▸ **WHAT TO PRODUCE**
Look through the listing for the word "pairing". Copy each line that has it.

▸ **PROVIDED DATA**
PR #2191, opened 2019-05-31
Add optional 'pin' parameter to BT connections

evhan55:
### Resolves

- This change makes it so that BT devices can send their own pairing pin to the Scratch Link connection request.
- It also updates the EV3 extension to send its own pairing pin to Scratch Link.
- Related to: https://github.com/LLK/scratch-link/pull/130


cwillisf (approved):
LGTM

ericrosenbaum (approved):
LGTM! tested with EV3 on mac and windows with Scratch Link 1.1.46

PR #2192, opened 2019-06-01
Fix Cast.LIST_ALL casting case

apple502j:
### Resolves
Resolves a bug where
`add (item (join [all] []) of [list v]) to [list v]` crashes the editor.
### Proposed Changes
Fix toListIndex and add new `acceptAll` argument.
If false, it will return Cast.LIST_INVALID instead.
### Reason for Changes
No crashing!

### Test Coverage
Added a new test to `unit/cast.js`


kchadha (approved):
LGTM! Thank you for fixing this bug! I apologize for the delayed review.

Issue #1974, opened 2019-02-05
Vernier Extension: rename `scratchLinkSocket` throughout to `ble`


evhan55:
To avoid potential confusions with the upcoming `ScratchLinkWebSocket` proposed in https://github.com/LLK/scratch-vm/pull/2182.

evhan55:
cc: @paulkaplan 
re: #2172 

Tagging you on this issue because I'll probably be closing this issue soon. But, I wanted you to know it had been on my radar to rethink these class names, in case you decide to completely change them during your work on refactoring these for future Scratch Link platform support.

evhan55:
Resolved via https://github.com/LLK/scratch-vm/pull/2194

PR #2194, opened 2019-06-03
GDXFOR: Rename scratchLinkSocket variables to 'socket' and 'ble' 

evhan55:
### Resolves

- #1974 Vernier Extension: rename `scratchLinkSocket` throughout to `ble`

### Reason for Changes

To avoid potential confusions with the upcoming `ScratchLinkWebSocket` class (see: https://github.com/LLK/scratch-vm/pull/2182).  Renamed to `ble` in the extension file to match the other extensions, and renamed to `socket` in the device adapter class.


ericrosenbaum (approved):
Looks good to me!

PR #2196, opened 2019-06-05
add Profiler.increment and Profiler.frame

mzgoddard:
### Resolves

Scratch performance when the profiler is recording.

### Proposed Changes

Let profiled code track frames and arguments called by incrementing a counter for a frame id or frame id and argument. This replaces the same counting by recording the call as part of a history of calls and returns. Updating the array for all calls counted takes enough time to bias the profiled run towards less overall executions.

### Reason for Changes

Scratch performance has improved to the point again that we need to change how the Profiler records performance to spend more time executing blocks than spending time recording that a block executed.

<details>
<summary><b>Benchmark Data</b></summary>

These numbers indicate a large improvement. Take note this improvement is only affecting when profiling is recording. This is a scratch developer facing improvement so we can get a better measure a change will make while developing the change and reviewing the change.

|  device | project id | warm up (s) | before (bps) | after (bps) | difference | change |
| --- | ---: | ---: | ---: | ---: | ---: | ---: |
|  chrome mbp 15" 2017 | 130041250 | 0 | 803343 | 1338256 | 534913 | 66.59% |
|  chrome mbp 15" 2017 | 130041250 | 4 | 1038659 | 1715644 | 676985 | 65.18% |
|  chrome mbp 15" 2017 | 14844969 | 0 | 1259861 | 1922094 | 662233 | 52.56% |
|  chrome mbp 15" 2017 | 14844969 | 1 | 1393017 | 2238741 | 845724 | 60.71% |
|  chrome mbp 15" 2017 | 173918262 | 0 | 1120676 | 1853687 | 733011 | 65.41% |
|  chrome mbp 15" 2017 | 173918262 | 5 | 1149243 | 1602950 | 453707 | 39.48% |
|  chrome mbp 15" 2017 | 155128646 | 0 | 1011027 | 2084500 | 1073473 | 106.18% |
|  chrome mbp 15" 2017 | 155128646 | 5 | 856636 | 855513 | -1123 | -0.13% |
|  chrome mbp 15" 2017 | 89811578 | 0 | 1550713 | 2469557 | 918844 | 59.25% |
|  chrome mbp 15" 2017 | 89811578 | 5 | 1711245 | 2640594 | 929349 | 54.31% |
|  chrome mbp 15" 2017 | 139193539 | 0 | 1398716 | 2378486 | 979770 | 70.05% |
|  chrome mbp 15" 2017 | 139193539 | 5 | 1462682 | 2508699 | 1046017 | 71.51% |
|  chrome mbp 15" 2017 | 187694931 | 0 | 863060 | 2118414 | 1255354 | 145.45% |
|  chrome mbp 15" 2017 | 187694931 | 5 | 980702 | 2220644 | 1239942 | 126.43% |
|  chrome mbp 15" 2017 | 219313833 | 0 | 164755 | 176664 | 11909 | 7.23% |
|  chrome mbp 15" 2017 | 219313833 | 5 | 165293 | 182444 | 17151 | 10.38% |
|  chrome mbp 15" 2017 | 236115215 | 0 | 5268 | 5553 | 285 | 5.41% |
|  chrome mbp 15" 2017 | 236115215 | 5 | 5289 | 5526 | 237 | 4.48% |
|  chrome mbp 15" 2017 | 238750909 | 0 | 90887 | 91218 | 331 | 0.36% |
|  chrome mbp 15" 2017 | 238750909 | 5 | 96803 | 94128 | -2675 | -2.76% |

</details>

### DIFF
--- a/src/engine/execute.js
+++ b/src/engine/execute.js
@@ -192,6 +192,18 @@ class BlockCached {
         this.mutation = cached.mutation;
 
         /**
+         * The profiler the block is configured with.
+         * @type {?Profiler}
+         */
+        this._profiler = null;
+
+        /**
+         * Profiler information frame.
+         * @type {?ProfilerFrame}
+         */
+        this._profilerFrame = null;
+
+        /**
          * Is the opcode a hat (event responder) block.
          * @type {boolean}
          */
@@ -371,6 +383,25 @@ class BlockCached {
 }
 
 /**
+ * Initialize a BlockCached instance so its command/hat
+ * block and reporters can be profiled during execution.
+ * @param {Profiler} profiler - The profiler that is currently enabled.
+ * @param {BlockCached} blockCached - The blockCached instance to profile.
+ */
+const _prepareBlockProfiling = function (profiler, blockCached) {
+    blockCached._profiler = profiler;
+
+    if (blockFunctionProfilerId === -1) {
+        blockFunctionProfilerId = profiler.idByName(blockFunctionProfilerFrame);
+    }
+
+    const ops = blockCached._ops;
+    for (let i = 0; i < ops.length; i++) {
+        ops[i]._profilerFrame = profiler.frame(blockFunctionProfilerId, ops[i].opcode);
+    }
+};
+
+/**
  * Execute a block.
  * @param {!Sequencer} sequencer Which sequencer is executing.
  * @param {!Thread} thread Thread which to read and execute.
@@ -466,6 +497,8 @@ const execute = function (sequencer, thread) {
         currentStackFrame.reported = null;
     }
 
+    const start = i;
+
     for (; i < length; i++) {
         const lastOperation = i === length - 1;
         const opCached = ops[i];
@@ -487,27 +520,7 @@ const execute = function (sequencer, thread) {
 
         // Inputs are set during previous steps in the loop.
 
-        let primitiveReportedValue = null;
-        if (runtime.profiler === null) {
-            primitiveReportedValue = blockFunction(argValues, blockUtility);
-        } else {
-            const opcode = opCached.opcode;
-            if (blockFunctionProfilerId === -1) {
-                blockFunctionProfilerId = runtime.profiler.idByName(blockFunctionProfilerFrame);
-            }
-            // The method commented below has its code inlined
-            // underneath to reduce the bias recorded for the profiler's
-            // calls in this time sensitive execute function.
-            //
-            // runtime.profiler.start(blockFunctionProfilerId, opcode);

▸ **TASK OUTPUT**
- This change makes it so that BT devices can send their own pairing pin to the Scratch Link connection request.
- It also updates the EV3 extension to send its own pairing pin to Scratch Link.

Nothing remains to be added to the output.